PR #1239, opened 2023-06-29
Add support for known_hosts file

### LINKED ISSUE #1230: GitHub private repositories fail due to `unable to find any valid known_hosts file, set SSH_KNOWN_HOSTS env variable`
Kpack 0.11.0 [replaced git2go with go-git](#1159) and doing so GitHub private repositories fail due to this error:
`unable to fetch references for repository: unable to find any valid known_hosts file, set SSH_KNOWN_HOSTS env variable`

The same configuration works with kpack-0.9.4 without issue. This appears to be a regression due git2go -> go-git and may be caused by the handling of known_hosts in the context of the underlying SSH connection to GitHub's git repositories. 

In kpack-0.9.4, private repositories on GitHub required a secret that included GitHub's SSH public key(s). For example KNOWNHOSTS64 below would be `ssh-keyscan github.com` encoded base64. This requirement was pieced together from aged documentation references including #413. It is possible that this issue is from some unrelated misconfiguration we have, so we'd like this to be confirmed prior to giving this issue any more attention!

```
apiVersion: v1
data:
  known_hosts: KNOWNHOSTS64
  ssh-privatekey: PRIVATEKEY64
kind: Secret
metadata:
  annotations:
    kpack.io/git: git@github.com
```  

This has been tested by trying identical Image configurations on kpack-0.9.4 (working) and kpack-0.11.0 (not working).

chenbh:
fixes #1230 

For more details see the docs change

- Introduce a flag `INSECURE_SSH_TRUST_UNKNOWN_HOSTS` to automatically trust unknown hosts (default value is `true` to keep backwards compatibilty
- If the flag is disabled, a `known_hosts` field can be specified on the ssh auth secret to configure it
- Add e2e tests for authenticated git sources (basic auth + ssh auth)

### DIFF
--- a/pkg/buildpod/generator.go
+++ b/pkg/buildpod/generator.go
@@ -11,7 +11,6 @@ import (
 	ggcrv1 "github.com/google/go-containerregistry/pkg/v1"
 	"github.com/pkg/errors"
 	corev1 "k8s.io/api/core/v1"
-	v1 "k8s.io/api/core/v1"
 	"k8s.io/apimachinery/pkg/api/meta"
 	metav1 "k8s.io/apimachinery/pkg/apis/meta/v1"
 	"k8s.io/client-go/dynamic"
@@ -44,6 +43,7 @@ type Generator struct {
 	DynamicClient             dynamic.Interface
 	MaximumPlatformApiVersion *semver.Version
 	InjectedSidecarSupport    bool
+	SSHTrustUnknownHost       bool
 }
 
 type BuildPodable interface {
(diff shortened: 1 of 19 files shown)


pkg/buildpod/generator.go
```diff
@@ -11,7 +11,6 @@ import (
 	ggcrv1 "github.com/google/go-containerregistry/pkg/v1"
 	"github.com/pkg/errors"
 	corev1 "k8s.io/api/core/v1"
-	v1 "k8s.io/api/core/v1"
```
tomkennedy513, line 14: nice!

tomkennedy513 (approved):
Nice work!

PR #1253, opened 2023-07-11
Remove add-to-project workflow

tomkennedy513:
- Now that the kpack project is no longer owned by VMware, we should not be adding the kpack prs to our project as part of a workflow


chenbh (approved):
Neat that Github projects can add issues from across orgs now

PR #1254, opened 2023-07-11
upgrading some lifecycle api versions

joe-kimmel-vmw:


pkg/apis/build/v1alpha2/build_pod.go
```diff
@@ -1154,10 +1154,10 @@ func (b *Build) setupCosignVolumes(secrets []corev1.Secret) ([]corev1.Volume, []
 }
 
 var (
-	lowestSupportedPlatformVersion = semver.MustParse("0.3")
+	lowestSupportedPlatformVersion = semver.MustParse("0.7")
 
-	supportedPlatformAPIVersionsWithWindowsAndReportToml = []*semver.Version{semver.MustParse("0.9"), semver.MustParse("0.8"), semver.MustParse("0.7"), semver.MustParse("0.6"), semver.MustParse("0.5"), semver.MustParse("0.4")}
```
joe-kimmel-vmw, line 1159: go look for the bits and pieces that check platform API version

pkg/apis/build/v1alpha2/build_pod_test.go
```diff
@@ -903,34 +762,11 @@ func testBuildPod(t *testing.T, when spec.G, it spec.S) {
 			}
 			assert.Equal(t, append(append([]string{
 				"-layers=/layers",
-				"-analyzed=/layers/analyzed.toml",
-				"-run-image=builderregistry.io/run"},
```
joe-kimmel-vmw, line 907: I think this is correct that the run-image wouldn't be there anymore, because we've upgraded the platform API version,  and _think_ that really is the main change,  but uh... cc @natalieparellano  :)

pkg/apis/build/v1alpha2/build_pod.go
```diff
@@ -1154,17 +1115,13 @@ func (b *Build) setupCosignVolumes(secrets []corev1.Secret) ([]corev1.Volume, []
 }
 
 var (
-	lowestSupportedPlatformVersion = semver.MustParse("0.3")
+	lowestSupportedPlatformVersion = semver.MustParse("0.7")
```
chenbh, line 1118: I wonder if this var should've really been named `platformAPIEquals03`, because it's only used to determine if the `--process-type` and `-report` flags are passed to the exporter. 

@joe-kimmel-vmw do you know if these flags are guaranteed to be supported >0.7? If so we can also clean up line 553 thru 569 and remove this var.

 https://github.com/buildpacks-community/kpack/blob/37a9406669b68f5285895501d4afbce0a3b27a7d/pkg/apis/build/v1alpha2/build_pod.go#L553-L569

chenbh (changes requested):

pkg/apis/build/v1alpha2/build_pod.go
joe-kimmel-vmw: cool,  good point.  yeah - maybe they're not guaranteed to be supported until the heat death of the universe, but for the foreseeable future they should be in there afaik.

joe-kimmel-vmw: btw this should be fine but i did have to change the unit tests just a little more.   `proces-type=web` is the default, so now we're just passing in the default explicitly rather than sometimes silently letting the default happen.  should be NBD but it's always possible there's some tripping hazard I'm not seeing :)

pkg/apis/build/v1alpha2/build_pod.go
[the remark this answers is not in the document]
joe-kimmel-vmw: Thanks-  agree I was being too conservative in my first pass.

pkg/apis/build/v1alpha2/build_pod_test.go
natalieparellano: We should still provide `-run-image` to the analyzer. It is only removed as a flag to the exporter on newer platforms.

pkg/apis/build/v1alpha2/build_pod.go
```diff
@@ -274,24 +270,13 @@ func (b *Build) BuildPod(images BuildPodImages, buildContext BuildContext) (*cor
 		Args: args(
 			[]string{"-layers=/layers", "-analyzed=/layers/analyzed.toml"},
 			func() []string {
-				if !platformAPILessThan07 {
-					return []string{"-run-image=" + runImage}
-				}
 				return []string{}
 			}(),
```
chenbh, line 274: This func, along with L276-L278 can be removed. The `args` func just appends a bunch of string slices together, so if we return an empty slice, it's a noop either way.

pkg/apis/build/v1alpha2/build_pod.go
```diff
@@ -315,12 +297,8 @@ func (b *Build) BuildPod(images BuildPodImages, buildContext BuildContext) (*cor
...
 			workspaceVolume,
 			homeMount,
-		}, func() []corev1.VolumeMount {
-			if platformAPILessThan07 {
-				return cacheVolumes
-			}
-			return []corev1.VolumeMount{}
-		}()),
+		},
+			[]corev1.VolumeMount{}),
```
chenbh, line 301: The `volumeMounts` func does the same thing as `args`, so passing in an empty slice is noop

```suggestion
		}),
```

pkg/apis/build/v1alpha2/build_pod.go
```diff
@@ -588,27 +537,12 @@ func (b *Build) BuildPod(images BuildPodImages, buildContext BuildContext) (*cor
...
-
-							}(),
-							func() []string {
-								if platformAPILessThan07 {
-									return []string{"-run-image=" + runImage}
-								}
-								return []string{}
-							}(),
+							[]string{fmt.Sprintf("-report=%s", ReportTOMLPath)},
+							[]string{},
```
chenbh, line 545: Empty slice is noop
```suggestion
```

chenbh (changes requested):

pkg/apis/build/v1alpha2/build_pod.go
```diff
@@ -588,27 +537,12 @@ func (b *Build) BuildPod(images BuildPodImages, buildContext BuildContext) (*cor
 							exporterCacheArgs,
 							func() []string {
 								if b.DefaultProcess() == "" {
-									if platformAPI.Equal(lowestSupportedPlatformVersion) || platformAPI.GreaterThan(semver.MustParse("0.5")) {
-										return nil
-									} else {
-										return []string{fmt.Sprintf("-process-type=web")}
-									}
+									return []string{fmt.Sprintf("-process-type=web")}
```
natalieparellano, line 540:
```suggestion
									return nil
```

tomkennedy513:
superseded by #1305

Issue #1255, opened 2023-07-11
Build status should show why it failed when the build pod runs out of ephemeral disk space


davewalter:
#### Details

When the build pod errors due to a full ephemeral storage disk, the Build's Ready status condition is set to false without a useful reason or message that indicates why.

```yaml
status:
  conditions:
  - lastTransitionTime: "2023-07-11T23:37:02Z"
    status: "False"
    type: Succeeded
```

Inspecting the build pod's status, the `Ready` status condition simply indicates that the pod has failed:

```yaml
status:
  conditions:
  - lastProbeTime: null
    lastTransitionTime: "2023-07-11T23:34:51Z"
    reason: PodFailed
    status: "False"
    type: Ready
```

The `status.initContainerStatuses[{name: "build"}].state` shows that the container has terminated with an exit code of `2` and a reason of `Error`:

```yaml
status:
  initContainerStatuses:
  - name: build
    ...
    ready: false
    state:
      terminated:
        containerID: ...
        exitCode: 2
        finishedAt: "2023-07-11T23:37:01Z"
        reason: Error
        startedAt: "2023-07-11T23:34:56Z"
```

The only useful status from the build pod is the `status.message` field, which states `"Pod ephemeral local storage usage exceeds the total limit of containers"`.

It would be helpful to be able to see the useful error message reflected in the `Build` (and `Image`) succeeded status conditions in the human-readable `message` field. It would also be nice to see the machine-readable `reason` field copied from the build pod's ready status condition into the succeeded conditions for both resources.

tomkennedy513:
Hey @davewalter, what version of kpack are you using?

davewalter:
Hi @tomkennedy513,

This testing was performed with [v0.10.0](https://github.com/pivotal/kpack/releases/tag/v0.10.0). I see that v0.11.0 includes changes #1221 and #1226 to improve the status conditions on the `Image` resource based on the value from the corresponding `Build` resource. From what I can tell, it doesn't look like the build reconciler's [`conditionForPod` helper function](https://github.com/buildpacks-community/kpack/blob/6a1e5b77fced7ca10955ef5350703efbe1e31c40/pkg/reconciler/build/build.go#L236) sets a reason/message in the Build's Succeeded condition (other than when the status is unknown).

I have taken a stab at updating the build reconciler to set suitable reasons/messages based on the status of the build pod. Please let me know if you have any questions or comments.

pviraj59:
Resolved by #1258

PR #1258, opened 2023-07-13
Improve Build resource conditions

davewalter:
Inspired by #1221, this PR updates the build reconciler to set status condition reasons and messages on Builds based on the status of the corresponding build pod.

See #1255 for the issue that this tries to address.


chenbh (approved):
sorry for the long delay, but lgtm!

PR #1268, opened 2023-07-20
[0.10.x] Backport Deduplicate builder layers by diff id

tomkennedy513:
- This will remove duplicate layers that result from two buildpacks in a builder that have the same layer diff id


matthewmcnew:
It looks like this is backfix. Could you add a description of why?

tomkennedy513:
> It looks like this is backfix. Could you add a description of why?

Hey Matt! I was working on patching this backwards to deal with issues where flattened versions of paketo buildpacks potentially causing issues with older versions of kpack.

samj1912 (approved):

PR #1269, opened 2023-07-21
[0.10.x] Backport ci

tomkennedy513:
When we recreated our ci to be open source, we never brought those changes into the release branches, so there is no way to release patches to the older versions if needed currently.


.github/workflows/ci.yaml
```diff
@@ -1,20 +1,536 @@
...
+        kapp deploy -a kpack -y -f prerelease.yaml
+
+        export IMAGE_REGISTRY=${{ env.REGISTRY_URL }}
+        export IMAGE_REGISTRY_USERNAME=${{ env.REGISTRY_USER }}
+        export IMAGE_REGISTRY_PASSWORD=${{ env.REGISTRY_PASS }}
+
+        export GIT_PRIVATE_REPO=${{ vars.E2E_PRIVATE_REPO }}
+        export GIT_BASIC_USERNAME="${{ secrets.E2E_PRIVATE_REPO_USERNAME }}"
+        export GIT_BASIC_PASSWORD="${{ secrets.E2E_PRIVATE_REPO_PASSWORD }}"
+        export GIT_SSH_PRIVATE_KEY="${{ secrets.E2E_PRIVATE_REPO_PRIVATE_KEY }}"
```
chenbh, line 371: These aren't needed in <0.11.x, but there's no real harm in having them here I guess

chenbh (approved):

.github/workflows/ci.yaml
tomkennedy513: I can remove them

PR #1274, opened 2023-07-21
Trigger unit tests on prs to release branch

tomkennedy513:


chenbh:
Shouldn't we just run unit tests on all PRs regardless of destination branch? In fact I would even be fine with running unit tests on all commits

tomkennedy513:
> Shouldn't we just run unit tests on all PRs regardless of destination branch? In fact I would even be fine with running unit tests on all commits

what other branches would someone pr to

chenbh (approved):

PR #1282, opened 2023-07-24
Update schema to match pre 0.11 changes

tomkennedy513:
- On main the config directory schema has changed. When backporting the ci workflow that was not taken into consideration so it is using the wrong schema.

.....

Could you filter the material above and copy each line that holds the word "community"?

• _Answer to the problem_
 https://github.com/buildpacks-community/kpack/blob/37a9406669b68f5285895501d4afbce0a3b27a7d/pkg/apis/build/v1alpha2/build_pod.go#L553-L569
This testing was performed with [v0.10.0](https://github.com/pivotal/kpack/releases/tag/v0.10.0). I see that v0.11.0 includes changes #1221 and #1226 to improve the status conditions on the `Image` resource based on the value from the corresponding `Build` resource. From what I can tell, it doesn't look like the build reconciler's [`conditionForPod` helper function](https://github.com/buildpacks-community/kpack/blob/6a1e5b77fced7ca10955ef5350703efbe1e31c40/pkg/reconciler/build/build.go#L236) sets a reason/message in the Build's Succeeded condition (other than when the status is unknown).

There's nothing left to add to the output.